# Activity:
Start at the line below containing "After (fix) |" and stop at the line containing "1st message |". Repeat every line of that stretch exactly, and nothing outside it.

# Given records:
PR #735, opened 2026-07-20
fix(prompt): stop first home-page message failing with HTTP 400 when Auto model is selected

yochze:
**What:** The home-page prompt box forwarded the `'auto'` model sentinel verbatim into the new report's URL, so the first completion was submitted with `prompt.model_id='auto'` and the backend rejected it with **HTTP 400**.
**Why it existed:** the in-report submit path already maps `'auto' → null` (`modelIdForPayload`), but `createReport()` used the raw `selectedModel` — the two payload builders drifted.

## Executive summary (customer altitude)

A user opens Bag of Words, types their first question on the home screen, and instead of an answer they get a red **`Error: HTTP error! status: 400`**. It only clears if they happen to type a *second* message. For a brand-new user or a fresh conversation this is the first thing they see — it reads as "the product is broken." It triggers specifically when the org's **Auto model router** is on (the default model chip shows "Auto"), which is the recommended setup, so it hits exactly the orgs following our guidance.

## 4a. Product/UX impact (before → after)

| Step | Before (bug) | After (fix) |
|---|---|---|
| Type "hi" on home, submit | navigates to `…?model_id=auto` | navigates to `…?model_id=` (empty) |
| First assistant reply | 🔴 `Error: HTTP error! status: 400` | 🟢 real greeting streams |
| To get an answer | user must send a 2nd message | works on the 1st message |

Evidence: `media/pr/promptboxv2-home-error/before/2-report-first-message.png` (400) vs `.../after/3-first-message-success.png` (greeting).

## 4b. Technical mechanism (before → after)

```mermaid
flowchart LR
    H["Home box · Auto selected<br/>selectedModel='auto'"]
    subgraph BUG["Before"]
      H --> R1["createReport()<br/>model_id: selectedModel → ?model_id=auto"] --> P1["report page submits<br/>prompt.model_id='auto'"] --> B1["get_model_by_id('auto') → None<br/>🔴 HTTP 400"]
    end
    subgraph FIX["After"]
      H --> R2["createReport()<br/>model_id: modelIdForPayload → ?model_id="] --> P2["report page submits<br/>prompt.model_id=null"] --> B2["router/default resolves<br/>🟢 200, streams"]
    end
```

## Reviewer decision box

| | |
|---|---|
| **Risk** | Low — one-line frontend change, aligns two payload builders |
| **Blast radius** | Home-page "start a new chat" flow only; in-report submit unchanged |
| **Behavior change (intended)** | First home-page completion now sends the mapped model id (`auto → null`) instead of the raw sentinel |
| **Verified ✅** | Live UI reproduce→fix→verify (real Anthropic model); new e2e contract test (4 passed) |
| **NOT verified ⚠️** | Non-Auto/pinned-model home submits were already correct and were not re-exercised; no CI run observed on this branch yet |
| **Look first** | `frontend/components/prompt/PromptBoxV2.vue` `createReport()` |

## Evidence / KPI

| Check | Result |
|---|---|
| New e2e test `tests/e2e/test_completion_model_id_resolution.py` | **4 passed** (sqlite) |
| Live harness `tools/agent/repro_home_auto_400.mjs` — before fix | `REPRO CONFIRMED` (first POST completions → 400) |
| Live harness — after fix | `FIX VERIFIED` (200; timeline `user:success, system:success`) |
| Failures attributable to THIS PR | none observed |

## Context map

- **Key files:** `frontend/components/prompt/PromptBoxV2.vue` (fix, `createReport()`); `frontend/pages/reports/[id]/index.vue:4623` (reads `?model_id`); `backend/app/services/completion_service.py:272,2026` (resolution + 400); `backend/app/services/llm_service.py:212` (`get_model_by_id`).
* * *
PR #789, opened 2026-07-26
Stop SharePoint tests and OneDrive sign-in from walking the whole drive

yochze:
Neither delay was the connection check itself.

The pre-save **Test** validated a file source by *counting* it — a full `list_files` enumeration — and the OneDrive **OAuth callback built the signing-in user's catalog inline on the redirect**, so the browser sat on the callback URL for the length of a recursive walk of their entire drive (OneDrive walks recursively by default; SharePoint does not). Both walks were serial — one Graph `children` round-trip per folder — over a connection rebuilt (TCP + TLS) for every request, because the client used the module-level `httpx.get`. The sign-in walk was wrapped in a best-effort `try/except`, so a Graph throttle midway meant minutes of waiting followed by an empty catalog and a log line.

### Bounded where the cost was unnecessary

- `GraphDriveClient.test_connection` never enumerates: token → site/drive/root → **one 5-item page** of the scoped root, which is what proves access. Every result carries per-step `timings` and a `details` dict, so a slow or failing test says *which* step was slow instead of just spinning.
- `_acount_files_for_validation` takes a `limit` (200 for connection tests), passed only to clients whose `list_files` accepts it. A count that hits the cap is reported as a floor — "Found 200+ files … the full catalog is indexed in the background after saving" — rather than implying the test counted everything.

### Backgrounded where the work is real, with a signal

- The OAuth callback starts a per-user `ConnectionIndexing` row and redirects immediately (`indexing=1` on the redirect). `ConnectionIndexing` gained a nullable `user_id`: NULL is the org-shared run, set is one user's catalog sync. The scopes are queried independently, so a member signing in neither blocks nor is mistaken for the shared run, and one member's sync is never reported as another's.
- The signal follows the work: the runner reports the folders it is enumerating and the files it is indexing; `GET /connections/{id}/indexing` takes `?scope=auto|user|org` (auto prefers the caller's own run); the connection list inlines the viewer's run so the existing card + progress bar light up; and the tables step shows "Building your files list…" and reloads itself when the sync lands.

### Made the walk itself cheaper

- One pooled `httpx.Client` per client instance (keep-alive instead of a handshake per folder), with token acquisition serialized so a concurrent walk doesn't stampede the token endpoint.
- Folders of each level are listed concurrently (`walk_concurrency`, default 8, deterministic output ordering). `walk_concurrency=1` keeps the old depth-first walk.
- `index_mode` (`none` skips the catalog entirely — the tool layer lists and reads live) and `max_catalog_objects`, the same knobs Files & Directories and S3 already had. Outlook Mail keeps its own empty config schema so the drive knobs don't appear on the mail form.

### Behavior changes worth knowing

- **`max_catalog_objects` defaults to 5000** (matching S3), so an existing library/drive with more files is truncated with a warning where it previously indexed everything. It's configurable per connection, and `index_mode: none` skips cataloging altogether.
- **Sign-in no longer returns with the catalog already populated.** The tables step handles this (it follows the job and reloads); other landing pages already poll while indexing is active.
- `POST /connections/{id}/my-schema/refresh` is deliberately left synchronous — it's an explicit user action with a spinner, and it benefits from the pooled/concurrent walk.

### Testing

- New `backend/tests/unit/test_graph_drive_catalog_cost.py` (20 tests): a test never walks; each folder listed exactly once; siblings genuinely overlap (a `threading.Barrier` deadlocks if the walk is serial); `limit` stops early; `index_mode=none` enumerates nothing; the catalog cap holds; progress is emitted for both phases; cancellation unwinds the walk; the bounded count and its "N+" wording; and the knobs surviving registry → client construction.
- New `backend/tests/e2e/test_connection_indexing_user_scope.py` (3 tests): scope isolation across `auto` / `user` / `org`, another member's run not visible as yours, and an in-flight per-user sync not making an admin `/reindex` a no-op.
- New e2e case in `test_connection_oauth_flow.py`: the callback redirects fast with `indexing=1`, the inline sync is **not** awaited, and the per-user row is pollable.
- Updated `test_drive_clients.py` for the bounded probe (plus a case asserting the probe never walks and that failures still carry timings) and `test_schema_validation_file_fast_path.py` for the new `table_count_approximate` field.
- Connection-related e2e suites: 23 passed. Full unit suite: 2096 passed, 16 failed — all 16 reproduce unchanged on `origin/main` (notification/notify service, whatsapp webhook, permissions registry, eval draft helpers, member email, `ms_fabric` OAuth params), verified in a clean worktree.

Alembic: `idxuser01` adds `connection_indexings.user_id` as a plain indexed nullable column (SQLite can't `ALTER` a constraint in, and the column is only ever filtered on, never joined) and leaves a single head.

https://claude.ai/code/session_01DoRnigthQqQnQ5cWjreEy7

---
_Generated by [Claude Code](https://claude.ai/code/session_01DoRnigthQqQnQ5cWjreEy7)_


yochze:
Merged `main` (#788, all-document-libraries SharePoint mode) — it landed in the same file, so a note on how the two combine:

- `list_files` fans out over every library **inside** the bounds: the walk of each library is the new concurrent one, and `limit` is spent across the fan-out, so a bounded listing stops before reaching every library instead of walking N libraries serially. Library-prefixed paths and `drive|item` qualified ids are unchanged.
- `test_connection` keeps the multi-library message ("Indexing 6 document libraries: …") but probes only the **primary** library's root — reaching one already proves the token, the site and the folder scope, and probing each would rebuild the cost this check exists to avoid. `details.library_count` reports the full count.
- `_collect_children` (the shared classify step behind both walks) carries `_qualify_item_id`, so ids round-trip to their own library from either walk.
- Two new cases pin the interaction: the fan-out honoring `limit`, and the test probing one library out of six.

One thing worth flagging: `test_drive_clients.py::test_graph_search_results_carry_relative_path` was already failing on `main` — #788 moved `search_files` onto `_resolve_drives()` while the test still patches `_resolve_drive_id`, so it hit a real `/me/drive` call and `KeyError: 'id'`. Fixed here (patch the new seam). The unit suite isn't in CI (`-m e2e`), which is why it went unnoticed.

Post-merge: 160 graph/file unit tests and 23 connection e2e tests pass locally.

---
---
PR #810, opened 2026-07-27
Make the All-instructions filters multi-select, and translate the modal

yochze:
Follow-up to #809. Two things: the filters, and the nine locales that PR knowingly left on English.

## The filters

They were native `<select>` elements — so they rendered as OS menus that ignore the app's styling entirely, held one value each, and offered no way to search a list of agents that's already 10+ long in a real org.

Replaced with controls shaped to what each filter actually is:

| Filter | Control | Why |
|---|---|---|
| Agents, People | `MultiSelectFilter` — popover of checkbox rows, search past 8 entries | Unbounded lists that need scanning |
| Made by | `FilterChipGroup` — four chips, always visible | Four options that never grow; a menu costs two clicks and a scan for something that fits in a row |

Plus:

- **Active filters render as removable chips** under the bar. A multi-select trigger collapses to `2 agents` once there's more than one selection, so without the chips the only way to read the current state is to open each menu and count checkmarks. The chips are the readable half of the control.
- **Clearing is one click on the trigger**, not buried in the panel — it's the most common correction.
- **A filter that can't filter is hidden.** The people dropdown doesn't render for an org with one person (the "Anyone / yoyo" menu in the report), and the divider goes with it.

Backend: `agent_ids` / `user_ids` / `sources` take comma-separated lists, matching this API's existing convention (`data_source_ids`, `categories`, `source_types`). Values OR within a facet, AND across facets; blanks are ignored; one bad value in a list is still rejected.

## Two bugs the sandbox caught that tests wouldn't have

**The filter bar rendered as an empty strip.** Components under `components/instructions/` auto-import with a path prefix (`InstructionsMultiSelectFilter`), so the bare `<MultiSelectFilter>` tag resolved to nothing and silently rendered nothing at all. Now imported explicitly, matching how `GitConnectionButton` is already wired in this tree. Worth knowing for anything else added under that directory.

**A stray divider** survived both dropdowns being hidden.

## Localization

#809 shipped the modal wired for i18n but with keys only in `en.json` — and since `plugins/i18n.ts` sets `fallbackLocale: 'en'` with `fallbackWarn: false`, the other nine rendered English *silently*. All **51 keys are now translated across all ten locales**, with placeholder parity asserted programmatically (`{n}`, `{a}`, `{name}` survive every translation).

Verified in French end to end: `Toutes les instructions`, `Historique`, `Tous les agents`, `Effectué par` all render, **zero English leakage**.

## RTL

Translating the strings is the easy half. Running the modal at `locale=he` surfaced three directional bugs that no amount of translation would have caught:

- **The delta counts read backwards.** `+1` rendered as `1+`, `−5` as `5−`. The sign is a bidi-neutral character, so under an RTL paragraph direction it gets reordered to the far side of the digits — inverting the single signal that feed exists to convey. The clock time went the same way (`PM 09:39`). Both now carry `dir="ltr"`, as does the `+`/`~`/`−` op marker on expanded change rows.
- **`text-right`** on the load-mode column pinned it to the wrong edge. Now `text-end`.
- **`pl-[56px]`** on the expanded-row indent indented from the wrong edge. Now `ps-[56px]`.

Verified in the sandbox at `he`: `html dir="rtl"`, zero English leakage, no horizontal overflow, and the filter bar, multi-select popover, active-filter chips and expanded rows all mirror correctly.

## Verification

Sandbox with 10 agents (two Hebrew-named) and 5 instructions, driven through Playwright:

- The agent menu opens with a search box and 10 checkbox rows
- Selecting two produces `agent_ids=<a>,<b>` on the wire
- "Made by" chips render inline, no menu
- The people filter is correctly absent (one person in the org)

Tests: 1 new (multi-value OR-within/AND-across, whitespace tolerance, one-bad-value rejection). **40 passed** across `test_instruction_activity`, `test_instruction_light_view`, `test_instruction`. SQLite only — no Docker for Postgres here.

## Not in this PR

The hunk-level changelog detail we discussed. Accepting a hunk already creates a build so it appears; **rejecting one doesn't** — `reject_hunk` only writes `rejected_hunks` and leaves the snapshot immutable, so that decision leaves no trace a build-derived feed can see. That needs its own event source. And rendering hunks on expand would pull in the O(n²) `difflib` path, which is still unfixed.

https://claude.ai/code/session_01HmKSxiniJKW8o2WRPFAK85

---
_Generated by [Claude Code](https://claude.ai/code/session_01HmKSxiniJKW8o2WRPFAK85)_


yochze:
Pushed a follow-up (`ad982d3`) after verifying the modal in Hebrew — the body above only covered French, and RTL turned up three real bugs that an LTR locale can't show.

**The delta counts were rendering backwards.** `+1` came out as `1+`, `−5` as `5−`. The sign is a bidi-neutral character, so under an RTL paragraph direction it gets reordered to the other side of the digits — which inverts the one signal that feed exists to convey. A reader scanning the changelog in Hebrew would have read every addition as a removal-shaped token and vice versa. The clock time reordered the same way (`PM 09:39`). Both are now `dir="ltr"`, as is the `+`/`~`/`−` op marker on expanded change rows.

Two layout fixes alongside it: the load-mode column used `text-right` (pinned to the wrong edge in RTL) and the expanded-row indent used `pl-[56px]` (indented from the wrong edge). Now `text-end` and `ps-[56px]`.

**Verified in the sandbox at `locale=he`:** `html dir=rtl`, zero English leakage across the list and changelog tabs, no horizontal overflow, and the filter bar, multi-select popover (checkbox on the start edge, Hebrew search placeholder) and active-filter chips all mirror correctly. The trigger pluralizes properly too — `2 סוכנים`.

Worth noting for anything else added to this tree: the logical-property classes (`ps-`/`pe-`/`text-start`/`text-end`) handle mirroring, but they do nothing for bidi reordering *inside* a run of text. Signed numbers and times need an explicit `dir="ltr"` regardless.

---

# Answer space:
| Step | Before (bug) | After (fix) |
|---|---|---|
| Type "hi" on home, submit | navigates to `…?model_id=auto` | navigates to `…?model_id=` (empty) |
| First assistant reply | 🔴 `Error: HTTP error! status: 400` | 🟢 real greeting streams |
| To get an answer | user must send a 2nd message | works on the 1st message |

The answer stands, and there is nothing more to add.